[Material provided]:
PR #5075, opened 2020-11-02
Add Helpdesk contact info banner

### LINKED ISSUE #5031: Add a banner to the BHIMA login page
As we will be deploying a BHIMA server nationwide, we will want to redirect users to helpdesks if they forget their password.  Here is how DHIS2 solves this problem:

image

This is a custom "banner" that you can add to the home page.  I propose we do the same thing in BHIMA.  This would be a `textarea`, part of the enterprise information.  It will be displayed on every login page.

If the `banner` section is empty in the enterprise information, don't show anything.  The behavior will be identical to the current behavior.

jmcameron:
Added a new Enterprise information item:  Helpdesk Contact Info  
If this parameter is set, the contents of that field will be inserted at the bottom of the login form.

**To Test:**
- Use bhima_test
- yarn build:db
- yarn dev
- Observe at the bottom of the login  form there is nothing below the [Log in] button
- Log in and go the Admin/Enterprise page
- Set the value of the new "Helpdesk Contact Info" field (at the bottom of the left column of Enterprise info)
- Log out
- Observe the new string now shows at the bottom of the login form

NOTE:  Please check the French translation!


jmcameron:
bors try

server/models/schema.sql
```diff
@@ -558,6 +558,7 @@ CREATE TABLE `enterprise` (
   `logo`            VARCHAR(100) DEFAULT NULL,
   `currency_id`     TINYINT(3) UNSIGNED NOT NULL,
   `po_box`          VARCHAR(30) DEFAULT NULL,
+  `helpdesk`        VARCHAR(512) DEFAULT NULL,
```
jniles: Let's make this TEXT.  From experience, I know we'll regret it one day if we don't.

server/controllers/admin/helpdesk.js
```diff
@@ -0,0 +1,32 @@
...
+
+/**
+ * @function HelpdeskInfo
+ * @description return the helpdesk info string
+ * Should update to support a passed-in enterprise id
+ */
+
+function helpdeskInfo(req, res, next) {
+
+  const sql = `select helpdesk
```
jniles, line 21: Perfect :+1:

server/controllers/admin/helpdesk.js
```diff
@@ -0,0 +1,32 @@
...
+    FROM enterprise
+    LIMIT 1;
+  `;
+
+  db.exec(sql, [])
```
jniles: If you use `db.one()` this will spit out a JSON object, avoiding the need to do `db.exec(query, params).then(rows => rows[0])`.  `db.one()` is an alias for this operation, returning only the first row of the resulting query.

It also throws an error if any more or less than one row is returned.

client/src/modules/login/login.js
```diff
@@ -62,6 +63,15 @@ function LoginController(AppCache, Session, Languages, Projects, Notify, Install
     vm.languages = languages;
   }
 
+  Helpdesk.read()
+    .then(setHelpdeskInfo);
+
+  function setHelpdeskInfo(info) {
```
jniles, line 69: Nice 👍

client/src/modules/login/login.html
```diff
@@ -132,6 +132,9 @@ <h1 translate class="text-center">INSTALL.TITLE</h1>
             </form>
           </div>
         </div>
+        <div class="helpdesk-info" ng-if="LoginCtrl.helpdesk_info">
```
jniles: Let's put this in a `class="alert alert-info"` box to draw attention to it.  Doing so, makes it look like this:

image

jniles (commented):
Looks really good!  I've made a few comments on the code.


This is what it currently looks like, for those interested:
image

client/src/modules/login/login.html
jmcameron: I've done this.  This is okay for now.  However, when we actually start putting information here, the blue of the 'alert' area may not fit in with the visualization that we want.  We will probably need to develop custom CSS rules for this area--which we can do later.

server/models/schema.sql
jmcameron: Done

server/controllers/admin/helpdesk.js
jmcameron: Done

lomamech (commented):
I noticed that in your note that you had several ways to do this, there are still the tests which do not pass yet, perhaps it will be necessary to update with the branch master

[Required work]: Line by line, return the whole listing without a single difference.

[Completed task]:
PR #5075, opened 2020-11-02
Add Helpdesk contact info banner

### LINKED ISSUE #5031: Add a banner to the BHIMA login page
As we will be deploying a BHIMA server nationwide, we will want to redirect users to helpdesks if they forget their password.  Here is how DHIS2 solves this problem:

image

This is a custom "banner" that you can add to the home page.  I propose we do the same thing in BHIMA.  This would be a `textarea`, part of the enterprise information.  It will be displayed on every login page.

If the `banner` section is empty in the enterprise information, don't show anything.  The behavior will be identical to the current behavior.

jmcameron:
Added a new Enterprise information item:  Helpdesk Contact Info  
If this parameter is set, the contents of that field will be inserted at the bottom of the login form.

**To Test:**
- Use bhima_test
- yarn build:db
- yarn dev
- Observe at the bottom of the login  form there is nothing below the [Log in] button
- Log in and go the Admin/Enterprise page
- Set the value of the new "Helpdesk Contact Info" field (at the bottom of the left column of Enterprise info)
- Log out
- Observe the new string now shows at the bottom of the login form

NOTE:  Please check the French translation!


jmcameron:
bors try

server/models/schema.sql
```diff
@@ -558,6 +558,7 @@ CREATE TABLE `enterprise` (
   `logo`            VARCHAR(100) DEFAULT NULL,
   `currency_id`     TINYINT(3) UNSIGNED NOT NULL,
   `po_box`          VARCHAR(30) DEFAULT NULL,
+  `helpdesk`        VARCHAR(512) DEFAULT NULL,
```
jniles: Let's make this TEXT.  From experience, I know we'll regret it one day if we don't.

server/controllers/admin/helpdesk.js
```diff
@@ -0,0 +1,32 @@
...
+
+/**
+ * @function HelpdeskInfo
+ * @description return the helpdesk info string
+ * Should update to support a passed-in enterprise id
+ */
+
+function helpdeskInfo(req, res, next) {
+
+  const sql = `select helpdesk
```
jniles, line 21: Perfect :+1:

server/controllers/admin/helpdesk.js
```diff
@@ -0,0 +1,32 @@
...
+    FROM enterprise
+    LIMIT 1;
+  `;
+
+  db.exec(sql, [])
```
jniles: If you use `db.one()` this will spit out a JSON object, avoiding the need to do `db.exec(query, params).then(rows => rows[0])`.  `db.one()` is an alias for this operation, returning only the first row of the resulting query.

It also throws an error if any more or less than one row is returned.

client/src/modules/login/login.js
```diff
@@ -62,6 +63,15 @@ function LoginController(AppCache, Session, Languages, Projects, Notify, Install
     vm.languages = languages;
   }
 
+  Helpdesk.read()
+    .then(setHelpdeskInfo);
+
+  function setHelpdeskInfo(info) {
```
jniles, line 69: Nice 👍

client/src/modules/login/login.html
```diff
@@ -132,6 +132,9 @@ <h1 translate class="text-center">INSTALL.TITLE</h1>
             </form>
           </div>
         </div>
+        <div class="helpdesk-info" ng-if="LoginCtrl.helpdesk_info">
```
jniles: Let's put this in a `class="alert alert-info"` box to draw attention to it.  Doing so, makes it look like this:

image

jniles (commented):
Looks really good!  I've made a few comments on the code.


This is what it currently looks like, for those interested:
image

client/src/modules/login/login.html
jmcameron: I've done this.  This is okay for now.  However, when we actually start putting information here, the blue of the 'alert' area may not fit in with the visualization that we want.  We will probably need to develop custom CSS rules for this area--which we can do later.

server/models/schema.sql
jmcameron: Done

server/controllers/admin/helpdesk.js
jmcameron: Done

lomamech (commented):
I noticed that in your note that you had several ways to do this, there are still the tests which do not pass yet, perhaps it will be necessary to update with the branch master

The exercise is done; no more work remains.